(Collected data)
****************
PR #1200, opened 2015-04-14
Fix for NFC signing operations: move PIN verify inside sign/decrypt operation and set correct mode.

josecastillo:
According to the OpenPGP spec, PW1 must be submitted with mode 81 for a signing operation, and mode 82 for everything else. OpenKeychain currently verifies the PW1 with mode 82 all the time. OpenPGP-compliant cards will not issue a signature when the PW1 is submitted with mode 82. 

The reason this hasn't been broken is that the only widespread OpenPGP device with NFC, the Yubikey NEO, had a bug that allowed signatures to be generated without a verified PIN. Yubico has fixed this bug as of today, and issued [a security advisory](https://github.com/Yubico/ykneo-openpgp/blob/master/doc/SecurityAdvisory%202015-04-14.txt). New Yubikeys NEO will throw an error when signing is attempted after VERIFY PW1 with mode 82. 

This patch moves the PIN verification from the ```handleNdefDiscoveredIntent``` into a new method called ```nfcVerifyPIN```, which takes as a parameter the mode of operation. The new method is called from the sign and decrypt methods, so that the PIN can be submitted with the proper mode for the requested operation. If the PIN verification fails, an IOException is thrown, which is caught and passed to ```handleNfcError```. 

I've tested this on a Nexus 7, which is the only NFC-equipped Android device I have on hand, but I would welcome additional testing.

### DIFF
--- a/OpenKeychain/src/main/java/org/sufficientlysecure/keychain/ui/base/BaseNfcActivity.java
+++ b/OpenKeychain/src/main/java/org/sufficientlysecure/keychain/ui/base/BaseNfcActivity.java
@@ -185,25 +185,6 @@ public abstract class BaseNfcActivity extends BaseActivity {
             throw new IOException("Initialization failed!");
         }
 
-        if (mPin != null) {
-
-            byte[] pin = new String(mPin.getCharArray()).getBytes();
-
-            // Command APDU for VERIFY command (page 32)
****************
**Task description**
Return every line above exactly.

**Written solution**
PR #1200, opened 2015-04-14
Fix for NFC signing operations: move PIN verify inside sign/decrypt operation and set correct mode.

josecastillo:
According to the OpenPGP spec, PW1 must be submitted with mode 81 for a signing operation, and mode 82 for everything else. OpenKeychain currently verifies the PW1 with mode 82 all the time. OpenPGP-compliant cards will not issue a signature when the PW1 is submitted with mode 82. 

The reason this hasn't been broken is that the only widespread OpenPGP device with NFC, the Yubikey NEO, had a bug that allowed signatures to be generated without a verified PIN. Yubico has fixed this bug as of today, and issued [a security advisory](https://github.com/Yubico/ykneo-openpgp/blob/master/doc/SecurityAdvisory%202015-04-14.txt). New Yubikeys NEO will throw an error when signing is attempted after VERIFY PW1 with mode 82. 

This patch moves the PIN verification from the ```handleNdefDiscoveredIntent``` into a new method called ```nfcVerifyPIN```, which takes as a parameter the mode of operation. The new method is called from the sign and decrypt methods, so that the PIN can be submitted with the proper mode for the requested operation. If the PIN verification fails, an IOException is thrown, which is caught and passed to ```handleNfcError```. 

I've tested this on a Nexus 7, which is the only NFC-equipped Android device I have on hand, but I would welcome additional testing.

### DIFF
--- a/OpenKeychain/src/main/java/org/sufficientlysecure/keychain/ui/base/BaseNfcActivity.java
+++ b/OpenKeychain/src/main/java/org/sufficientlysecure/keychain/ui/base/BaseNfcActivity.java
@@ -185,25 +185,6 @@ public abstract class BaseNfcActivity extends BaseActivity {
             throw new IOException("Initialization failed!");
         }
 
-        if (mPin != null) {
-
-            byte[] pin = new String(mPin.getCharArray()).getBytes();
-
-            // Command APDU for VERIFY command (page 32)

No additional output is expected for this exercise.